„Vergiss nie, hier arbeitet ein Mensch“ steht auf dem großen Banner, das ab heute gut sichtbar am Gebäude der Feuerwache in Flensburg angebracht ist. Mit einer gleichlautenden Kampagne will der Deutsche Gewerkschaftsbund auf die steigende Zahl von Übergriffen auf Beschäftigte aufmerksam machen. „Die Gewalt gegen Beschäftigte, die öffentliche Aufgaben verrichten nimmt seit Jahren zu, das geht von Beleidigungen, Anschreien und Anspucken bis zu Schlägen und Angriffen mit Waffen“, erklärt Joachim Sopha, Vorsitzender des DGB-Stadtverbandes Flensburg. Und es betrifft sie alle: Rettungskräfte, Feuerwehrleute, Polizisten, Lehrer, MitarbeiterInnen von Bahn, Ordnungsamt, Jobcentern, Justiz, Müllabfuhr oder Verkehrsbetrieben.

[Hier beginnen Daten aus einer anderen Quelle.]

PR #1200, opened 2022-06-07
chore: Set permissions for GitHub actions

neilnaveen:
Restrict the GitHub token permissions only to the required ones; this way, even if the attackers will succeed in compromising your workflow, they won’t be able to do much.

- Included permissions for the action. https://github.com/ossf/scorecard/blob/main/docs/checks.md#token-permissions

https://docs.github.com/en/actions/using-workflows/workflow-syntax-for-github-actions#permissions

https://docs.github.com/en/actions/using-jobs/assigning-permissions-to-jobs

[Keeping your GitHub Actions and workflows secure Part 1: Preventing pwn requests](https://securitylab.github.com/research/github-actions-preventing-pwn-requests/)

Signed-off-by: neilnaveen <42328488+neilnaveen@users.noreply.github.com>

### DIFF
--- a/.github/workflows/node-windows.yml
+++ b/.github/workflows/node-windows.yml
@@ -11,6 +11,9 @@ on:
       - '*'
       - '!master'
 
+permissions:
+  contents: read
+
 jobs:
   build:
     runs-on: windows-2019
--- a/.github/workflows/release.yml
+++ b/.github/workflows/release.yml
@@ -5,9 +5,14 @@ on:
     branches:
       - master
 
+permissions:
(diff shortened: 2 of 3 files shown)


shellscape:
I noticed that nearly all of your GitHub contribs have been identical PRs to this one to 30+ various projects. That leads me to wonder about motivation. We'll need to research these changes before considering the PR.

shellscape:
Seems the author's M.O. is to drop a copy of this PR into various repos, and not follow up. Closing for now.

PR #1212, opened 2022-06-19
feat(node-resolve): dedupe preferBuiltins protocol

bluwy:

This PR contains:

- [ ] bugfix
- [x] feature
- [ ] refactor
- [ ] documentation
- [ ] other

Are tests included?

- [ ] no

Breaking Changes?

- [x] no

### Description

When bundling a library that uses both `node:fs` and `fs`, it can be deduped as a single `node:fs` or `fs` import instead, slightly reducing the bundle size. This can often happen when using third-party libraries.

To enable this optimization, `preferBuiltins` now also accepts `prefer-protocol` or `prefer-no-protocol` to dedupe to either `node:fs` or `fs`, depending on the users node target version that supports it.

### DIFF
--- a/packages/node-resolve/README.md
+++ b/packages/node-resolve/README.md
@@ -126,10 +126,12 @@ Specifies the properties to scan within a `package.json`, used to determine the 
 
 ### `preferBuiltins`
 
-Type: `Boolean`<br>
+Type: `Boolean | 'prefer-protocol' | 'prefer-no-protocol'`<br>
 Default: `true` (with warnings if a builtin module is used over a local version. Set to `true` to disable warning.)
 
 If `true`, the plugin will prefer built-in modules (e.g. `fs`, `path`). If `false`, the plugin will look for locally installed modules of the same name.
+
+When set to `true`, `prefer-protocol` and `prefer-no-protocol` can also be used to deduplicate, e.g. `fs` and `node:fs`, as the same module. The final import path would be `node:fs` for `prefer-protocol` or `fs` for `prefer-no-protocol`.
 
 ### `modulesOnly`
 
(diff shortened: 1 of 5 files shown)


bluwy:
> I’m wondering if this really should be part of this plug-in though or a separate plug-in?

I thought about it too, but if it's a separate plugin, the only place it'll be useful are in projects that externalize all deps and builtin modules (bundle source code only). But in that case, the source code would've been written with only `node:` or not in the first place, not needing the plugin.

Deduping protocols would mostly be handy when bundling third-party packages which `node-resolve` handles, so it may be nice to have this as a first-class feature.

> Also I reckon one of the reasons for the new prefix was to prevent name collisions between node built-ins and real packages, so I’m not sure we should provide an option to go in the direction from prefix to no prefix?

Good point. It would a problem if the project/package used `node:url` and the `url` at the same time, but that sounds like an edge case, and that if they have a configuration like this, they should be avoiding both `prefer-no-protocol` and `prefer-protocol` (as both is destructive). But for most projects I think it would be a handy addition.

bluwy:
> A bit related, we should probably always have this plug-in mark `node:*` as external, regardless of the `preferBuiltins` option

It looks like it's already handled as `node:*` resolves to `null` when calling `resolveImportSpecifiers`, so it won't match a local package that would trigger a warning.

shellscape:
> I’m still not sure it needs to be in this plug-in vs another one. I get that the prefix is a node thing which is why it could fall in here, but also it could easily be an isolated plug-in.

I agree with this

bluwy:
I'll make this as a separate plugin then, thanks for the feedback!

shellscape:
Thanks. Please make sure to add it to `rollup/awesome` so others can discover it

PR #1237, opened 2022-08-09
feat(multi-entry): add preserveModules option

814k31:
## Rollup Plugin Name: `@rollup/plugin-multi-entry`

This PR contains:
Probably somewhere in the grey area of a bugfix and a feature
- [x] bugfix
- [x] feature
- [ ] refactor
- [ ] documentation
- [ ] other

Are tests included?

- [ ] no

Breaking Changes?

Its "kind of" a breaking change? Breaking in the fact that people who use this plugin with preserveModules=true will experience a change by upgrading, however the change will be probably an outcome that they would expect from this plugin when using preverveModules=true

- [ ] no

### Description

When preserveModules is set on the output, its expected that the filenames and structure will not be altered.
This library is always setting the files names to be `multi-entry.js` and if there are multiple it is `multi-entry1.js` and so on.

My desired out come is that I can use the multi-entry plugin to target all src files within my project to be built so when using the library I can easily do
`import { ExampleComponent } from 'example-library/nested-directory/exampleComponent';`

when the src file structure is:
example-library -> src -> nested-directory -> exampleComponent.js


814k31:
Because I dont have pnp on my machine, I haven't actually been able to run the tests unfortunately... just fyi but that should at least describe my expectation

packages/multi-entry/src/index.js
```diff
@@ -53,7 +53,7 @@ export default function multiEntry(conf = {}) {
     outputOptions(options) {
       return {
         ...options,
-        entryFileNames: config.entryFileName
+        entryFileNames: (options.preserveModules && config.entryFileName === DEFAULT_OUTPUT) ? options.entryFileName : config.entryFileName
```
814k31, line 56: I dont know if you would prefer this to actually fall back to `options.entryFileNames` or `options.entryFileName`
So raising here to highlight the potential change

```suggestion
        entryFileNames: (options.preserveModules && config.entryFileName === DEFAULT_OUTPUT) ? options.entryFileNames : config.entryFileName
```

814k31:
I am open to other suggestions on how to solve this, one being allowing config.entryFileName to be set to false or null to fallback to the options which would go into making this a non breaking change. However I wanted to try provide a solution that doesnt bloat configuration options

packages/multi-entry/src/index.js
814k31: using entryFileName had a warning so filenames is the go

814k31:
@shellscape not to be a pain but could I bug you to have a look at this
It's actually stopping my enterprise from adopting rollup in general

I'm very flexible on the implementation here

Really I just need a method to make sure the plugin doesn't always use the default entry filename so that I can use rollups default behaviour with preserveModules and this plugin together

shellscape:
I generally don't have much stake in this plugin. Please check out the history and which maintainers have contributed to it in the past for their feedback.

814k31:
@shellscape will do thanks for replying so quickly

814k31:
Hello @guybedford @NotWoods

sorry to drag you guys in here randomly
Could I ask you for some reviews?

As stated before I'm pretty flexible on implementation here

shellscape:
Since the other two maintainers are quiet at the moment, I'll chime in to try and get this moving forward. I generally don't like to merge breaking changes unless there's a large, community-wide reason to do so. That said, I think you could add another option such as `preserveOutputFilenames` so that when true, the same behavior is applied without a breaking change. I would have no issue merging that for you.

814k31:
Thanks @shellscape I'll update the pr when I have time and tag you when its done

814k31:
@shellscape all updated to use a new config option instead

I've also updated the pr title to hopefully match the required format, though tbh I'm not totally aware of what the required format is...

either way, look forward to hearing from you :)

shellscape:
The change looks good now. We're going to be blocked from merging until #1270 lands (sorry about that). One thing to do in the mean time is to update the README with the new option.

814k31:
Sorry about the delay myself, README is updated :)

814k31:
Hey @shellscape

I noticed there were some pr conflicts so I've gone through and fixed them up
is it possible to get this merged in ASAP? It's now become a priority for my work as we are going forward with adopting rollup

Thanks!

shellscape (approved):

shellscape:
thanks!

PR #1242, opened 2022-08-14
feat(typescript): allow override of forced `noEmit` and `emitDeclarationOnly` compiler options

Harris-Miller:

This PR contains:

- [ ] bugfix
- [x] feature
- [ ] refactor
- [ ] documentation
- [ ] other

Are tests included?

- [ ] no

Breaking Changes?

- [x] no

### Description

This MR is a replacement for the closed https://github.com/rollup/plugins/pull/1206. the suggested feature of a `transpilerMode` option, which unfortunately was discovered to be a breaking change.

**Why**

Currently, this plugin forced the `compilerOptions` `noEmit` and `emitDeclarationOnly` to be false. There is a note `// Typescript needs to emit the code for us to work with.`

This is **false**

The way that the plugin is written, the `load` hook looks for if typescript did transpilation for a file and returns that if found, null otherwise. This means for `emitDeclarationOnly` rollup will simply load from the output of the previous plugin or from the file system. This is ideal to mimic the following:
```jsonc
// package.json
{
  "scripts": {
    "build": "babel src --out-dir dist" 
    "typecheck": "tsc --emitDeclarationOnly"
  }
}
```
Where build uses babel to do all transpilation, including typescript via `@babel/preset-typescript`, and `tsc` is used to only emit declaration files.

Currently, rollup can more or less do this by running all code though `@rollup/plugin-typescript` first and then `@rollup/plugin-babel`, however with the forced `emitDeclarationOnly: false` being on, all the code is run through the `typescript` transpiler first. If `@rollup/plugin-babel` is set up to do to `typescript`, there isn't a need to actually do this

By allowing `emitDeclarationOnly: true`, `@rollup/plugin-typescript` is drastically faster! Since it only has to emit declaration file (which are emitted by rollup separately as "asset" files in the generateBundle step). On the large projects I tested this out at my work, I say initial builds drop from 20 seconds down to 2 seconds


NotWoods (approved):
Thanks for the change!

packages/typescript/README.md
```diff
@@ -238,6 +247,7 @@ These compiler options are ignored by Rollup:
 
 - `noEmitHelpers`, `importHelpers`: The `tslib` helper module always must be used.
 - `noEmit`, `emitDeclarationOnly`: Typescript needs to emit code for the plugin to work with.
+  - While this was true for early iterations of `@rollup/plugin-typescript`, it is no longer. To override this behavior, and defer to `tsconfig.json` for these options, see the `noForceEmit` options
```
shellscape, line 250:
```suggestion
- `noEmit`, `emitDeclarationOnly`: Typescript needs to emit code for the plugin to work with.
  - _Note: While this was true for early iterations of `@rollup/plugin-typescript`, it is no longer. To override this behavior, and defer to `tsconfig.json` for these options, see the [`noForceEmit`](#noForceEmit) option_
```

shellscape:
Looks like there are some snapshot mismatches in the tests for this change. Please see the CI output for Validate Monorepo.

packages/typescript/README.md
Harris-Miller: Suggestion applied

Harris-Miller:
I fixed the tests. Let me know if you need anything additional

Harris-Miller:
Anything needed from me to get this merged?

shellscape:
nope :)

Auch bei der Feuerwehr in Flensburg gehören Beleidigungen und Gerangel schon fast zum Alltag. So berichtet Finn Döhring von einem ganz normalen Einsatz: „Haustür zu - Essen im Ofen, die Feuerwehr kommt, um die Tür zu öffnen und den Ausbruch eines Brandes zu verhindern. Während der Aktion werde ich vom Nachbarn angepöbelt: „Scheiß-Feuerwehr, ihr macht alles kaputt, verpiss dich, du Arschloch!“ Der Vermieter wird attackiert, es gibt ein Gerangel und weitere Drohungen, Schreie und Beleidigungen. Ich muss die Polizei hinzubitten, die in der gleichen Weise angegriffen wird. An diesem Tag reicht dennoch eine forsche und direkte Ansage. Der aggressive Nachbar entfernt sich, wir können unsere Arbeit beenden. Solche Situationen erleben wir oft, mit Betrunkenen oder Drogenabhängigen regelmäßig. Beleidigungen und Handgreiflichkeiten passieren da fast immer.
Rettungsassistentin Lisa Hille, die bei der Berufsfeuerwehr im Einsatz ist:
„Wir holen einen Patienten mit dem Rettungswagen ab, weil er zur weiteren Behandlung ins Krankenhaus gefahren werden soll. Plötzlich und für mich total unerwartet schlägt er wild um sich. Das wiederholt sich ein paar Mal, so dass ich die notwendigen Untersuchungen nicht fortführen kann. Wir müssen die Polizei verständigen, der Patient bekommt Handschellen angelegt. Nun schlägt er mit den Beinen um sich. Ich kann mich gerade noch mit den Händen schützen, um einem Tritt gegen meinen Kopf auszuweichen.“
Joachim Sopha, DGB und Matthias Pietsch von ver.di sind sich einig, dass es sich bei diesen Beispielen nicht um Einzelfälle handelt. „Wir haben aber nur für Polizei und Bahn belastbare Zahlen zu Gewaltfällen, die brauchen wir für alle anderen Beschäftigungsgruppen auch“, fordert Pietsch. Von den Dienststellen erwartet er, den Kolleginnen und Kollegen besser zur Seite zu stehen. Dazu gehören Pläne zur Gefahreneinschätzung, Schulungen und Betreuung, damit die Beschäftigten in heiklen Situationen besser reagieren können und sich nicht alleine gelassen fühlen.
Für beide Gewerkschafter ist klar, dass der Staat seine Investitionen wieder hochfahren muss. Am Personal dürfe nicht mehr gespart werden, denn:
„Den Rückzug des Staates bekommen die Beschäftigten zu spüren. Sie sind wegen Personalmangels oft überarbeitet und auf sich allein gestellt. Dabei haben sie es immer häufiger mit Menschen zu tun, die immer schneller die Geduld verlieren und gewalttätig werden“, kritisieren Kai Röpke und Sven Jakobsen, beide Feuerwehrmann und Notfallsanitäter.
Die Menschen, die öffentliche Aufgaben verrichten, leisten einen wichtigen Beitrag für den Zusammenhalt der Gesellschaft, sie hätten einen respektvollen und gewaltfreien Umgang verdient. „Wir brauchen auch einen Wandel im Bewusstsein der Bevölkerung für den Wert dieser Dienstleistungen“, sagt Joachim Sopha. Das Banner mit der Aufschrift „Vergiss nie, hier arbeitet ein Mensch“ bleibt gut sichtbar für eine Woche am Gebäude der Feuerwache in Flensburg. Weitere Aktionen werden folgen.